— What to produce —
Return each line in the records below that includes "major".

Stored data:
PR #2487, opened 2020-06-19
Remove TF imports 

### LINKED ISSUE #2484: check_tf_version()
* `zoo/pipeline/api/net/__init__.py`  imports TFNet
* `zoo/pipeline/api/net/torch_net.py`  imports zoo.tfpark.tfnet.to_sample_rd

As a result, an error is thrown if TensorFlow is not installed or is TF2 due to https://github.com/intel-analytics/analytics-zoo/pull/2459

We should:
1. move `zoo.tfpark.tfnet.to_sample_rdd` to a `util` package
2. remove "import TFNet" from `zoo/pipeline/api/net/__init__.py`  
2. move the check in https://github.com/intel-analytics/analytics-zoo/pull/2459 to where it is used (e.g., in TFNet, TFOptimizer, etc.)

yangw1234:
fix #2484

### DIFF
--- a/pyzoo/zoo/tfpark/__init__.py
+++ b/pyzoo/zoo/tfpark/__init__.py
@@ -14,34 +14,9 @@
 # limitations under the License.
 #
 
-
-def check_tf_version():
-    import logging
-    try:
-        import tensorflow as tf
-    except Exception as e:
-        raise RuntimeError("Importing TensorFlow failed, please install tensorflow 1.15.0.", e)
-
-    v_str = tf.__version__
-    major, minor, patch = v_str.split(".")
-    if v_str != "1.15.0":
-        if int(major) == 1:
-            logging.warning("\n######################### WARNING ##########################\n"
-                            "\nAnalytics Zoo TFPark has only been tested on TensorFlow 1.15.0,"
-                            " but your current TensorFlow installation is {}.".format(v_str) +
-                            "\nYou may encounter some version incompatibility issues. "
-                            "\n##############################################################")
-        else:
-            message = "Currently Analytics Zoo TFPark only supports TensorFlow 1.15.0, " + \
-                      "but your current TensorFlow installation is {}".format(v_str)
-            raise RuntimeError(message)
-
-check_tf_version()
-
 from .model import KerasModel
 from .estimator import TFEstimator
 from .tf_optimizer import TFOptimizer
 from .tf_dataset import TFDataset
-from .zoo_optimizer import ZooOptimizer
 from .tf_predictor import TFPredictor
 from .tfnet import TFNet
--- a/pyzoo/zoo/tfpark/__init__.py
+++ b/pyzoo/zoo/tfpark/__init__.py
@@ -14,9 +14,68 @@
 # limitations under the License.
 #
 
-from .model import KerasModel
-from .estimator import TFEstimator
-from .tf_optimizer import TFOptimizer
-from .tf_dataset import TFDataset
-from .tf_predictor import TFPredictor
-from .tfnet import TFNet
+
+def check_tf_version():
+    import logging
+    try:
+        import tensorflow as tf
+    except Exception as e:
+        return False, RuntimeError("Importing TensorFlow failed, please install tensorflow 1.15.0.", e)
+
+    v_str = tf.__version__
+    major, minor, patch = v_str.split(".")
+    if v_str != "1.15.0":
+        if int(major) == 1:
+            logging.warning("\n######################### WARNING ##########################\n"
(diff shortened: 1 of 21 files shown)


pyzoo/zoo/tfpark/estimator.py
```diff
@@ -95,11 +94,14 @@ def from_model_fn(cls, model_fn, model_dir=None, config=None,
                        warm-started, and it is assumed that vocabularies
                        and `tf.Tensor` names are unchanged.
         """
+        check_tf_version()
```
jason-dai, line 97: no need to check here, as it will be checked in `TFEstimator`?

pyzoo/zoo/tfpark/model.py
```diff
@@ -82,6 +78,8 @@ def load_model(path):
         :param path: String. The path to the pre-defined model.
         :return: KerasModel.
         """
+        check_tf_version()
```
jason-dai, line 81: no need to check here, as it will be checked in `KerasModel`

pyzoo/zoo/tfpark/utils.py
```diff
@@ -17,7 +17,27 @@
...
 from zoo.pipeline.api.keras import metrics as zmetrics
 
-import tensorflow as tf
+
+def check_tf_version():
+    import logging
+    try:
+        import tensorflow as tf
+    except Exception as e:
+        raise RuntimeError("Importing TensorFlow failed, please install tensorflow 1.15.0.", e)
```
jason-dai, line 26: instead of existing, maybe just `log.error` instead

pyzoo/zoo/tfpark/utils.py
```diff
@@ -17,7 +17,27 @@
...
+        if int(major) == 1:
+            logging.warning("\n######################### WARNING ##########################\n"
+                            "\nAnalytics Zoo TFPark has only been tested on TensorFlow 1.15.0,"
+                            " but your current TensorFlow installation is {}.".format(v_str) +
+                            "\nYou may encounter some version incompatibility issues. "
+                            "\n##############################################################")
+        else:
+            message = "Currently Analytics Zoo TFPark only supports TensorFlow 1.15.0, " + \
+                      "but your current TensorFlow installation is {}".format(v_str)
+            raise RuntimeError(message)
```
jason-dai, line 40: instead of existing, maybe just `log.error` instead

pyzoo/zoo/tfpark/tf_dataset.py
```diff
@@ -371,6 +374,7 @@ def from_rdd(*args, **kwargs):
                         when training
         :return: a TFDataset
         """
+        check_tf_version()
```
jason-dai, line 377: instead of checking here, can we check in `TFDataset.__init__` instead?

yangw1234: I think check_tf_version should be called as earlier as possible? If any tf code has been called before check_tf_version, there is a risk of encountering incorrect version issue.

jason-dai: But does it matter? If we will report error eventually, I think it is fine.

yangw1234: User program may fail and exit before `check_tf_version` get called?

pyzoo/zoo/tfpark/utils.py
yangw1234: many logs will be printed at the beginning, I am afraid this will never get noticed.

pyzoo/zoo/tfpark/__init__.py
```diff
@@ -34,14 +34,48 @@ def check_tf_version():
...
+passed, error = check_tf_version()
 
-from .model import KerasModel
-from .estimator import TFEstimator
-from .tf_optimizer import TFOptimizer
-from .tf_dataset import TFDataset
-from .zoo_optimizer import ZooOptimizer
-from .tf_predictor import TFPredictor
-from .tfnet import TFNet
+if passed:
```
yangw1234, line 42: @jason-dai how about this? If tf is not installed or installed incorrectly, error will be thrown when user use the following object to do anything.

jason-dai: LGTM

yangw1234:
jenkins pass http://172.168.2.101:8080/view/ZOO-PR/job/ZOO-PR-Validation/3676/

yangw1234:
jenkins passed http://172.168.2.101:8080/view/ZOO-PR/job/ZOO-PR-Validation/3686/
---
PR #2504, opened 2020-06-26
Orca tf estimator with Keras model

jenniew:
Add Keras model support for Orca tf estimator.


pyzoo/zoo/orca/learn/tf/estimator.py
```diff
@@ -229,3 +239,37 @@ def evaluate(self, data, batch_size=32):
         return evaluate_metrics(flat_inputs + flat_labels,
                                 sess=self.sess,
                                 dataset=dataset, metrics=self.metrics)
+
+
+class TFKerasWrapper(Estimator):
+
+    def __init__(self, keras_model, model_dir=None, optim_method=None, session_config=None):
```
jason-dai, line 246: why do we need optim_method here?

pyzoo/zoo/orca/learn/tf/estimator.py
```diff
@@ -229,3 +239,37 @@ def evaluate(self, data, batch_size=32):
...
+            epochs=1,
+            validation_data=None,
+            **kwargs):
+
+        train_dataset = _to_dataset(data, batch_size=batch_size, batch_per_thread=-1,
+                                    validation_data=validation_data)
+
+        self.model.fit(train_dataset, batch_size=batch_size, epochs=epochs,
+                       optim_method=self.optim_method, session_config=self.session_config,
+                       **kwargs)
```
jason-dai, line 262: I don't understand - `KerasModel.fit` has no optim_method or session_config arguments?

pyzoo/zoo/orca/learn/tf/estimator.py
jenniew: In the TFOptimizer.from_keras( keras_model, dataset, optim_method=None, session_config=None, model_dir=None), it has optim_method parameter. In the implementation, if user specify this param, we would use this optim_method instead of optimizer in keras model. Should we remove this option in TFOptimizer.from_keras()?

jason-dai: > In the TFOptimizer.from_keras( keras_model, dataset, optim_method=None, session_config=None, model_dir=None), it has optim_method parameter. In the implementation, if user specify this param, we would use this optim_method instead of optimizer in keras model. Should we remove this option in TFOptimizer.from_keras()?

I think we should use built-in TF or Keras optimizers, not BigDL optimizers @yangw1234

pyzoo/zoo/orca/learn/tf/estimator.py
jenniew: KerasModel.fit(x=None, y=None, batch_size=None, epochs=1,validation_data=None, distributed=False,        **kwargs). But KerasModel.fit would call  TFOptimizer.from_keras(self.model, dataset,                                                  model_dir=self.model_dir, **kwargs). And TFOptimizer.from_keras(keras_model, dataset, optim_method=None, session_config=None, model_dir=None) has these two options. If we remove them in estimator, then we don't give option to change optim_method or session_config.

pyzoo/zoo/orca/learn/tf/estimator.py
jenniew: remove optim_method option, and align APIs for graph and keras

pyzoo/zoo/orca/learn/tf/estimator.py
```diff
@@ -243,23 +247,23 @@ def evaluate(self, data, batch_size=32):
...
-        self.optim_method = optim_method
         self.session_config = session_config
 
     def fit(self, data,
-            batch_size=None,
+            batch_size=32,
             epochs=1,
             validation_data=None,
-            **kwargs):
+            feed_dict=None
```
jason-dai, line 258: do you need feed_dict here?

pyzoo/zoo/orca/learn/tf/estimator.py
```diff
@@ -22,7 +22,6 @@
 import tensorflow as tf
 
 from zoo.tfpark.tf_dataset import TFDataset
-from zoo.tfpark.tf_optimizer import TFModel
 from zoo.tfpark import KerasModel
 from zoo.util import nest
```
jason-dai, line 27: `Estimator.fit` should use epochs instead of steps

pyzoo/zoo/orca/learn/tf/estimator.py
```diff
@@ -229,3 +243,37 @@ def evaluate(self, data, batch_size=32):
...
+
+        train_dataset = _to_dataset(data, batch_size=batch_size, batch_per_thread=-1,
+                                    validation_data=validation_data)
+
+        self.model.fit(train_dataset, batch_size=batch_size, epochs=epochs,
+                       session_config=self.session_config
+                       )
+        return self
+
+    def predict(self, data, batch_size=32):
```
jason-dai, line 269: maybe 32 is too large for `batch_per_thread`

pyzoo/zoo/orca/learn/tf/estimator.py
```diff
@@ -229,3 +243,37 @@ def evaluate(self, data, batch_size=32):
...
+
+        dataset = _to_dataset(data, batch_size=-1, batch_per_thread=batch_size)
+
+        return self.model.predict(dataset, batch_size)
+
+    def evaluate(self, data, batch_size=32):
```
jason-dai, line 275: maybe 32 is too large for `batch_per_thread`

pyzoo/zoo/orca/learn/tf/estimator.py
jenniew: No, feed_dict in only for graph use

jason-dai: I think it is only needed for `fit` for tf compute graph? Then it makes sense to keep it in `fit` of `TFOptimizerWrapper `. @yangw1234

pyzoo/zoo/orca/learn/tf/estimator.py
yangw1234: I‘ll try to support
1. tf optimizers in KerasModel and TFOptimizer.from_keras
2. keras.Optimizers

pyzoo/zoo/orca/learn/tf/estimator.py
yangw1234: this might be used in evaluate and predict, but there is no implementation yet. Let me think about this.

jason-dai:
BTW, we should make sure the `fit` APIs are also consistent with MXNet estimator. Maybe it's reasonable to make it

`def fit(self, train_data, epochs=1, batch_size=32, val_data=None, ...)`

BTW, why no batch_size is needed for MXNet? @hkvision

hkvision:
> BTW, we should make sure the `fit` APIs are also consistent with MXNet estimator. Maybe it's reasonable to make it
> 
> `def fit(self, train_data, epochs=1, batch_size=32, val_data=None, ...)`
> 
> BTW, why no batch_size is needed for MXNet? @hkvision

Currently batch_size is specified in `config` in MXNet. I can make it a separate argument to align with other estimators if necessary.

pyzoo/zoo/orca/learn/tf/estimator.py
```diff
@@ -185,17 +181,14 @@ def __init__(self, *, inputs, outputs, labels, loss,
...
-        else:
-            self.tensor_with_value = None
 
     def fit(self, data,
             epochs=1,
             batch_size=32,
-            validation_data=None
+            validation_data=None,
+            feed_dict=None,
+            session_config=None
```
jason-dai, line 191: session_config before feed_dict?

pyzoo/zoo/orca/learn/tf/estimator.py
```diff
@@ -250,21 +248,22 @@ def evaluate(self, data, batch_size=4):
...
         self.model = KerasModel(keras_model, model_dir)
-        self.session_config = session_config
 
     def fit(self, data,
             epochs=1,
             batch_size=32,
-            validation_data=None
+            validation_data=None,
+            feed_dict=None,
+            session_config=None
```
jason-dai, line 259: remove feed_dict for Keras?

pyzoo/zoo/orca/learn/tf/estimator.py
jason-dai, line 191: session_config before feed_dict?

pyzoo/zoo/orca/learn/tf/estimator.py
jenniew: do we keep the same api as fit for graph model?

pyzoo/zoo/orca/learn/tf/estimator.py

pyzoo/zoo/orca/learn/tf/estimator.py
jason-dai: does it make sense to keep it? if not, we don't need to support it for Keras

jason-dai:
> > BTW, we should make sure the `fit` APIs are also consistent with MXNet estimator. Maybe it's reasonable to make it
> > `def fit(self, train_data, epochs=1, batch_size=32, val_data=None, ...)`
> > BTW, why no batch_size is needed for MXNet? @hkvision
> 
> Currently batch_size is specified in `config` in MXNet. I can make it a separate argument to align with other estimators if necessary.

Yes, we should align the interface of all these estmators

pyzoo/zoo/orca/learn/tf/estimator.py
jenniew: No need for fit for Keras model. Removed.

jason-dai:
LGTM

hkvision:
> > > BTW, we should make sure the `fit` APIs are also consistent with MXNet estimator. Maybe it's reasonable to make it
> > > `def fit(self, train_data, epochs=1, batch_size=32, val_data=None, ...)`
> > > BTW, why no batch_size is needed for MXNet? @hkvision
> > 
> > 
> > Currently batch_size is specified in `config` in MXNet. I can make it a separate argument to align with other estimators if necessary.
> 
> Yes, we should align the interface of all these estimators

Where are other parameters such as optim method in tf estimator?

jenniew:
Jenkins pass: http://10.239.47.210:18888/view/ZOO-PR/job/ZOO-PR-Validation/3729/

— Problem solution —
-    major, minor, patch = v_str.split(".")
-        if int(major) == 1:
+    major, minor, patch = v_str.split(".")
+        if int(major) == 1:
+        if int(major) == 1:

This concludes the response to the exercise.